Carefully — mindful of the sharp pain that shot through my foot with every step, the burn making its grievance known in ways that were becoming tediously familiar — I began to unload the truck. Each item I pulled from the back was handled with an unusual level of care and attention. Cement bags, heavy and unwieldy, were placed in neat stacks rather than simply dumped. Tools were laid out in rows, organised by type. The cement mixer was wheeled into position with the reverence usually reserved for religious artefacts.
Organisation had never been my forte. Claire would have laughed to see me now — Claire, who had spent years complaining about my inability to keep my desk tidy, my habit of leaving things wherever I had last used them. But in this moment, as I laid out our supplies with deliberate precision, there was a sense of ceremony to my actions that transcended mere tidiness.
It felt... special.
Imbued with a significance that went beyond the mere act of unloading goods from a truck. These weren't just supplies. They were the building blocks of a future. The raw materials of the civilisation I had pitched to Jamie by the river, the settlement that existed so far only in my desperate imagination.
I thought back to that conversation — to the hope and determination that had underpinned my words despite Jamie's scepticism. We really do have a chance to create a new, thriving settlement. The thought rose unbidden, a beacon in the dusty air. We could really do it.
I surveyed the goods spread before me: cement for foundations, tools for building, the mixer that would bind it all together. A sense of conviction settled into my bones, warming me from within despite the uncertainty that surrounded us on all sides. This was real. This was tangible. This was something I could point to and say: Look. We're building. We're not just surviving — we're creating.
Mack would love it here, I thought suddenly. The freedom, the space, the chance to run without fences or roads or the constant supervision of a world that wrapped children in cotton wool. And Rose — Rose would find magic in the river, in the endless sky, in the very strangeness of it all. She had always been drawn to the unusual, the unexplained, the stories that defied easy categorisation.

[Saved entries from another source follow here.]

PR #1364, opened 2023-05-31
add support for termination log and custom exit codes

vroldanbet:
[termination log](https://kubernetes.io/docs/tasks/debug/debug-application/determine-reason-pod-failure/#customizing-the-termination-message) is a concept in Kubernetes that
allows applications providing information
upon termination that will be surfaced as part
of the status of a Pod. This is useful for troubleshooting
purposes but also can be used by the control plane.

The `termination.Error` also includes an `ExitCode` which will emit on process termination.

### DIFF
--- a/pkg/cmd/termination/termination.go
+++ b/pkg/cmd/termination/termination.go
@@ -7,9 +7,9 @@ import (
 	"fmt"
 	"os"
 	"path"
-	"time"
 
 	log "github.com/authzed/spicedb/internal/logging"
+	"github.com/authzed/spicedb/pkg/spiceerrors"
 
 	"github.com/jzelinskie/cobrautil/v2"
 	"github.com/spf13/cobra"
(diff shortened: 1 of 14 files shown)


pkg/cmd/termination/termination_test.go
```diff
@@ -0,0 +1,58 @@
...
+	var termErr Error
+	require.ErrorAs(t, err, &termErr)
+
+	jsonBytes, err := os.ReadFile(f.Name())
+	require.NoError(t, err)
+	var readErr Error
+	err = json.Unmarshal(jsonBytes, &readErr)
+	require.NoError(t, err)
+
+	require.Equal(t, publishedError.ErrorString, readErr.ErrorString)
```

The thought of bringing them here filled me with a fierce, almost painful hope.
Yet, as I finished the last of the unloading and turned the truck's engine over, a shadow of doubt crept in. The practical businessman in me, the part that had built a successful company through careful planning and realistic assessment, refused to stay silent.
But what happens when the money runs out?
The question loomed large, its weight threatening to undermine the fragile optimism I had been nurturing. Jamie's bank accounts weren't infinite. Neither were Luke and Jamie's combined savings, whatever those amounted to. At some point, the supplies would stop coming. At some point, we would have to be truly self-sufficient — growing our own food, making our own tools, surviving without the lifeline that connected us to Earth's resources.
I pushed the thought aside with a physical shake of my head, unwilling to succumb to the fear of uncertainty. Not today. Today was for building. Today was for believing.
Luke's creative. I reassured myself with a firm nod, as if the gesture could make the words more true. He'll figure it out.
With a sense of resolve that felt more solid than it had any right to, I manoeuvred the truck between the two stacks of entrance rocks, and positioned the vehicle next to where the Portal had been, ready for Luke's collection whenever he returned. If he returned. When he returned.
The correction was automatic, almost aggressive. When.